PR #706, opened 2017-08-23
HeaderFormatter: Restoring the default font size upon removal

### LINKED ISSUE #677: Default Font Restoration: Invalid Size
### Expected behavior
After entering a H1 snippet and hitting newline, the default font's size should get restored.

### Actual behavior
A smaller font size is restored.

1. Launch the empty editor
2. Toggle H1
3. Enter `Hello` + hit newline
4. Enter `World`

As a result, the font size used in `World` will be smaller than expected. Switch to HTML mode, and back to Rich Mode: note that the `World` word will be slightly bigger.

jleandroperez:
### Details:
In this PR we're updating the HeaderFormatter so that the default Font Size is preserved whenever a Header Style is applied / updated, and restored whenever the style gets effectively removed.

Fixes #677

### To test:
1. Verify the unit tests are happy
2. Launch the empty editor
3. Type `Pristine` + newline
4. Toggle H1
5. Type `Hello` + newline + `World`
6. Verify that the `World` word gets rendered in the exact same size as `Pristine`

cc @diegoreymendez  + @SergioEstevao 
Thanks in advance!

### DIFF
--- a/Aztec.xcodeproj/project.pbxproj
+++ b/Aztec.xcodeproj/project.pbxproj
@@ -60,6 +60,7 @@
 		B5B96DAB1E01B2F300791315 /* UIPasteboard+Helpers.swift in Sources */ = {isa = PBXBuildFile; fileRef = B5B96DAA1E01B2F300791315 /* UIPasteboard+Helpers.swift */; };
 		B5BC4FEE1DA2C17800614582 /* NSAttributedString+Lists.swift in Sources */ = {isa = PBXBuildFile; fileRef = B5BC4FED1DA2C17800614582 /* NSAttributedString+Lists.swift */; };
 		B5BC4FF21DA2D17000614582 /* NSAttributedStringListsTests.swift in Sources */ = {isa = PBXBuildFile; fileRef = B5BC4FF11DA2D17000614582 /* NSAttributedStringListsTests.swift */; };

▬▬▬▬▬▬▬▬▬▬

Task details
From the material above, retype precisely the lines between the line holding "2. Launch the empty editor" and the line holding "-60,6 +60,7 @@", inclusive, and nothing beyond them.

Answer to this task
2. Launch the empty editor
3. Type `Pristine` + newline
4. Toggle H1
5. Type `Hello` + newline + `World`
6. Verify that the `World` word gets rendered in the exact same size as `Pristine`

cc @diegoreymendez  + @SergioEstevao 
Thanks in advance!

### DIFF
--- a/Aztec.xcodeproj/project.pbxproj
+++ b/Aztec.xcodeproj/project.pbxproj
@@ -60,6 +60,7 @@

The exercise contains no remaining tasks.